Teaching Assistants

My daughters were stuck in my office the other night.

Beanie takes violin lessons at Local U. on Wednesday afternoons (they run a program so the music education students can get some hands-on experience teaching real kids).  Usually, I drop her off and Punkin’ and I head to my office, where I grade papers and prepare for class and she does her homework.  Mr. Chili, who works literally two doors down from the building where Bean’s lessons are, picks her up, swings by my building to get Punkin, and takes everyone home while I teach my evening class.  It’s an imperfect system, but we’re workin’ it.

This week, though, Mr. Chili was stuck in an endless meeting, so I went to get Miss Bean after her lesson and brought her back to my little cave of an office to await Daddy’s release from the sixth circle of meeting hell.  The girls had finished their homework and were left with “nothing to do” (of course, Chili women are never without a book, but I didn’t press that point).  Bean noticed a stack of papers on my desk and asked if she could read one.

I considered this request for a moment, then felt a little light bulb go off over my head.

“Sure!” I said, “you can read them, but you’re going to have to do more than just read.  Here; take a piece of paper and write the author’s name on it.  Then, when you’re done reading, write a little bit of something to tell me what the “big idea” of the paper was, okay?”
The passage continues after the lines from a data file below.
PR #398, opened 2022-09-23
Fix #392: Add blog/feed.rss

### LINKED ISSUE #392: RSS feed for blog
Calling this a "bug" is a bit borderline, but it's a regression from the previous version so I think it's appropriate.  The blog should have an RSS feed, preferably at the same URL (https://typelevel.org/blog/feed.rss) as the old one.

It isn't clear offhand where the old feed came from.  Was it generated in post-processing?  Did it somehow come out of the server?

alexandru:
I tested locally, discovery and loading the RSS file in a client works.

File copy/pasted from the old website design. My website's own RSS file does more work and sanitization than this, but this is fine for now.

### DIFF
--- a/_includes/_head.html
+++ b/_includes/_head.html
@@ -14,5 +14,6 @@
   <link href="https://unpkg.com/aos@2.3.1/dist/aos.css" rel="stylesheet">
   <link rel="stylesheet" href="{{ '/css/main.css' | relative_url }}">
 
+  <link rel="alternate" type="application/rss+xml" title="Blog articles" href="{% link blog/feed.rss %}" />
   
 </head>
--- a/blog/feed.rss
+++ b/blog/feed.rss
@@ -1,0 +1,26 @@
+---
+layout: empty
+---
+<?xml version="1.0" encoding="UTF-8"?>
+<rss version="2.0" xmlns:atom="http://www.w3.org/2005/Atom" xmlns:dc="http://purl.org/dc/elements/1.1/">
+	<channel>
+		<title>{{ site.name | xml_escape }}</title>
+		<description>{% if site.description %}{{ site.description | xml_escape }}{% endif %}</description>
+		<link>{{ site.baseurl }}</link>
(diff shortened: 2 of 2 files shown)


jducoeur (approved):

rossabaker:
Thanks for bringing this back.  I'm trying to get back into RSS myself...

alexandru:
Thanks for merging 🙂 I noticed it got merged when my feed reader started seeing new posts again.

Screenshot 2022-09-24 14 34 21

---

@rossabaker if you want to get back to RSS, here are some recommendations:

* If you're looking for a managed service, [Newsblur](https://newsblur.com/) is the best I've seen;
* If you're into self-hosting (which is what I do), [FreshRSS](https://freshrss.org/) is pretty painless via Docker;
* If on macOS or iOS, [Reeder](https://reederapp.com/) is a proprietary client that's been well maintained (can connect to FreshRSS or Newsblur, too);
* Android doesn't have good options for 3rd party clients, but Newsblur's Android client is decent, and FreshRSS is usable from the browser;

You can also follow Twitter feeds:
- Newsblur can do it out of the box;
- I self-host, so I use [RSS-Bridge](https://github.com/RSS-Bridge/rss-bridge);
- I also have a "Subscribe to RSS" and "Subscribe to Twitter/RSS" bookmarklets that I wrote myself (nothing much, it's just a piece of JS that opens a popup with the right URLs and form values), since RSS feed discovery can be challenging, and available browser extensions suck;

When going through your RSS feed, it helps if you also have a read-it-later service or system, since you notice that some articles are good, but don't have time for them. I use [Pocket](https://getpocket.com/), but you can use some sort of TO-DO app as well (e.g., CalDAV / org-mode).

jducoeur:
I know that this only affects a small number of people, but for the Dreamwidth users out there, the blog is available as [typelevelblog-feed](https://typelevelblog-feed.dreamwidth.org/).  (I probably set that up, years ago.)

Bean had enough time to get through two essays before Daddy came and collected her.  This is what I found on my desk when I came back from teaching the class.  (I can’t get my scanner to send a copy of this to my computer, so I took a picture.)

I haven’t read the papers in question yet, but I remember from conferences that Andrea’s paper is about her junkie brother and that Nathan’s is about his decision to continue with his family’s nursing home business.  It’ll be interesting to talk with Bean about these essays, to see if we come to similar conclusions about them.

Do you think my students would appreciate getting these little notes back with their essays, or is it best they don’t know that a nine-year-old has been reading their work?



Filed under colleagues, ethics, funniness, great writing, Local U., out in the real world, Questions, reading, self-analysis, success!, Teaching, the good ones, writing

14 responses to “Teaching Assistants

  1. Tonks

    I think they would like the comments.

  2. kirchy

    Wow, great comments for the none year old. She really read and understood, let alone how well she can write the comments herself. I teach second grade, thanks for letting me see parental support and the continuation of writing with kids. 🙂

  3. I had a professor in college who swore he read our papers to his dog (a yellow lab, I believe), and the ones that held the dog’s attention the longest received the highest grades.

    I doubt it was true but always felt the sentiment to be condescending.

    Likely best not to let your students know your kid read their papers. Some people take their writing very personally and might not have been expecting anyone to read it but you.

  4. Kari

    I find it interesting that a nine year old can tell when a story ends ubruptly but a college student can’t.

    Should the students have been writing a paper that’s “deeper” in meaning than a second grade reading level?

    As a non-traditional college graduate, I have differing opinions. On one hand, I think the students would like the comments in that it shows them how their writing translates to the reader (maybe use this as a lesson without sharing the fact that your daughter read their work – a “what if” scenario). However, if that were one of my papers, I would feel that my teacher was unprofessional in passing my paper around to others to read.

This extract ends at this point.